(Saved entries)
PR #1563, opened 2023-03-24
USHIFT-1002: add script to disable microshift

dhellmann:
This script disables MicroShift and removes the OVS configuration
needed for OVN-K, restoring the system to a state where the admin can
use Cockpit to modify the host network settings.

/assign @zshi-redhat

### DIFF
--- a/scripts/microshift-disable.sh
+++ b/scripts/microshift-disable.sh
@@ -1,0 +1,20 @@
+#!/bin/bash
+
+set -e -o pipefail
+
+SCRIPT_NAME=$(basename $0)
+
+# Exit if the current user is not 'root'
+if [ $(id -u) -ne 0 ] ; then
+    echo "The '${SCRIPT_NAME}' script must be run with the 'root' user privileges"
+    exit 1
+fi
+
+echo "Stopping MicroShift..."
+systemctl stop microshift
+
+echo "Stopping pods managed by kubelet..."
+systemctl stop kubepods.slice
+
+echo "Removing OVS configuration..."
+/usr/bin/configure-ovs.sh OpenShiftSDN
--- a/packaging/rpm/microshift.spec
+++ b/packaging/rpm/microshift.spec
@@ -143,6 +143,7 @@ install -d %{buildroot}%{_bindir}
 install -p -m755 ./_output/microshift %{buildroot}%{_bindir}/microshift
 install -p -m755 ./_output/microshift-etcd %{buildroot}%{_bindir}/microshift-etcd
 install -p -m755 scripts/microshift-cleanup-data.sh %{buildroot}%{_bindir}/microshift-cleanup-data
+install -p -m755 scripts/microshift-disable.sh %{buildroot}%{_bindir}/microshift-disable
 
 restorecon -v %{buildroot}%{_bindir}/microshift
 restorecon -v %{buildroot}%{_bindir}/microshift-etcd
@@ -258,6 +259,7 @@ systemctl enable --now --quiet openvswitch || true
 %{_bindir}/microshift
 %{_bindir}/microshift-etcd
 %{_bindir}/microshift-cleanup-data
+%{_bindir}/microshift-disable
 %{_unitdir}/microshift.service
 %{_sysconfdir}/crio/crio.conf.d/microshift.conf
 %dir %{_sysconfdir}/microshift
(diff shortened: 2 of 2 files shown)


dhellmann:
I need to add some documentation, too.

/hold

scripts/microshift-disable.sh
```diff
@@ -0,0 +1,20 @@
...
+fi
+
+echo "Stopping MicroShift..."
+systemctl stop microshift
+
+echo "Stopping pods managed by kubelet..."
+systemctl stop kubelet.slice
+
+echo "Removing OVS configuration..."
+/usr/bin/configure-ovs.sh OpenShiftSDN
```
zshi-redhat, line 20: There is a partial cleanup issue when `br-int` is removed in this script, details captured in this ticket: https://issues.redhat.com/browse/OCPBUGS-7778. This could result in pod fails to start after restart microshift service.
To fix the partial cleanup issue, we could either:
1. require a node reboot after running this script or
2. add an parameter in configure-ovs.sh to skip `br-int` bridge removal. for example: `/usr/bin/configure-ovs.sh disable`

zshi-redhat (commented):
@dhellmann  Thanks for working on the fix!

ggiguash:
@dhellmann / @zshi-redhat - a lot of this logic is already integrated into the microshift-cleanup-data.sh script. 
Do you think we'd better add --stop option to the existing script instead of creating a new one?

scripts/microshift-disable.sh
```diff
@@ -0,0 +1,20 @@
...
+if [ $(id -u) -ne 0 ] ; then
+    echo "The '${SCRIPT_NAME}' script must be run with the 'root' user privileges"
+    exit 1
+fi
+
+echo "Stopping MicroShift..."
+systemctl stop microshift
+
+echo "Stopping pods managed by kubelet..."
+systemctl stop kubelet.slice
```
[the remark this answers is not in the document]
dhellmann: I updated both, thanks.

scripts/microshift-disable.sh
dhellmann: The reboot option is probably the safest. That would bring everything up freshly with the new IP settings. I'll add that to the document.

dhellmann:
> @dhellmann / @zshi-redhat - a lot of this logic is already integrated into the microshift-cleanup-data.sh script.
> Do you think we'd better add --stop option to the existing script instead of creating a new one?

We could also do that. To start, I want to provide this customer with something very simple that they could potentially integrate with a Cockpit UI they're building. Having the steps in a standalone script will make it easier for them to remix it if they want to do that.

scripts/microshift-disable.sh
ggiguash: The problem is that deleting the `br-int` interface may cut off the network connectivity. This is what happens when we're uninstalling MicroShift RPMs.

scripts/microshift-disable.sh
```diff
@@ -0,0 +1,20 @@
...
+    exit 1
+fi
+
+echo "Stopping MicroShift..."
+systemctl stop microshift
+
+echo "Stopping pods managed by kubelet..."
+systemctl stop kubepods.slice
+
+echo "Removing OVS configuration..."
```
ggiguash, line 19: This script generates a lot of output. Do we want to redirect it to /dev/null?

scripts/microshift-disable.sh
```diff
@@ -0,0 +1,20 @@
+#!/bin/bash
```
ggiguash, line 1: The name of the script may be a bit misleading as it does not disable microshift, only stops services/pods and reverts OVN configuration. MicroShift will be started after boot.

scripts/microshift-disable.sh
zshi-redhat: @ggiguash Yes, deleting br-int interface will disconnect pod network, good capture on that!
We could either reboot the node to fix it or not deleting br-int in this script.

ggiguash: The reboot can only be performed from the current script to make sure the operation is atomic and network is back. 
However, since we're trying to temporarily "undo" OVN configuration for updating the IP address from cockpit, this creates a race with the reboot. 
Looks like we need to add the new IP setting + reboot to the same script to have everything consistent. Any other ideas?

dhellmann: My goal isn't to combine everything into 1 script, it's to have a process they can follow.

What network connectivity is cut off when `br-int` is removed? I didn't see a problem using a browser outside of the VM to access cockpit on the VM. In fact, the cockpit UI updated live as the script ran.

ggiguash: External network connectivity may be disrupted when switching between SDN and OVN modes if there is no reboot. Until now, this happened when uninstalling and reinstalling MicroShift. With this script, we're adding one more similar flow.

dhellmann:
We no longer expect to need this.

/close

Exercise -> Reproduce each line of the records in which the word "restorecon" appears.

Solution for this task ->
 restorecon -v %{buildroot}%{_bindir}/microshift
 restorecon -v %{buildroot}%{_bindir}/microshift-etcd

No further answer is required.